Null Hypothesis is that different mg of dose makes no difference on tooth growth. We need to compare 3 times: 0.5mg to 1.0mg; 1.0mg to 2.0mg; 0.5mg to 2.0mg. We subset the dataset into 3 groups.
g1 <- subset(ToothGrowth,dose==0.5)
g2 <- subset(ToothGrowth,dose==1.0)
g3 <- subset(ToothGrowth,dose==2.0)
t.test(g1$len,g2$len,paired=FALSE)
##
## Welch Two Sample t-test
##
## data: g1$len and g2$len
## t = -6.4766, df = 37.986, p-value = 1.268e-07
## alternative hypothesis: true difference in means is not equal to 0
## 95 percent confidence interval:
## -11.983781 -6.276219
## sample estimates:
## mean of x mean of y
## 10.605 19.735
According to the result , as p < 0.05, we can reject the null hypothesis, that’s say there is significant different between these two groups. Compared to 0.5mg, 1.0mg of dose makes the tooth grow longer.

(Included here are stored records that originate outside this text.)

PR #196, opened 2021-04-19
Bgp password support from annotations.

thebsdbox:
This now adds the capability for the Password to be pulled from the annotations.


deitch (approved):
LGTM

t.test(g2$len,g3$len,paired=FALSE)
##
## Welch Two Sample t-test
##
## data: g2$len and g3$len
## t = -4.9005, df = 37.101, p-value = 1.906e-05
## alternative hypothesis: true difference in means is not equal to 0
## 95 percent confidence interval:
## -8.996481 -3.733519
## sample estimates:
## mean of x mean of y
## 19.735 26.100
According to the result , as p < 0.05, we can reject the null hypothesis, that’s say there is significant different between these two groups. Compared to 1.0mg, 2.0mg of dose makes the tooth grow longer.
t.test(g1$len,g3$len,paired=FALSE)
##
## Welch Two Sample t-test
##
## data: g1$len and g3$len
## t = -11.799, df = 36.883, p-value = 4.398e-14
## alternative hypothesis: true difference in means is not equal to 0
## 95 percent confidence interval:
## -18.15617 -12.83383
## sample estimates:
## mean of x mean of y
## 10.605 26.100
According to the result , as p < 0.05, we can reject the null hypothesis, that’s say there is significant different between these two groups. Compared to 0.5mg, 2.0mg of dose makes the tooth grow longer.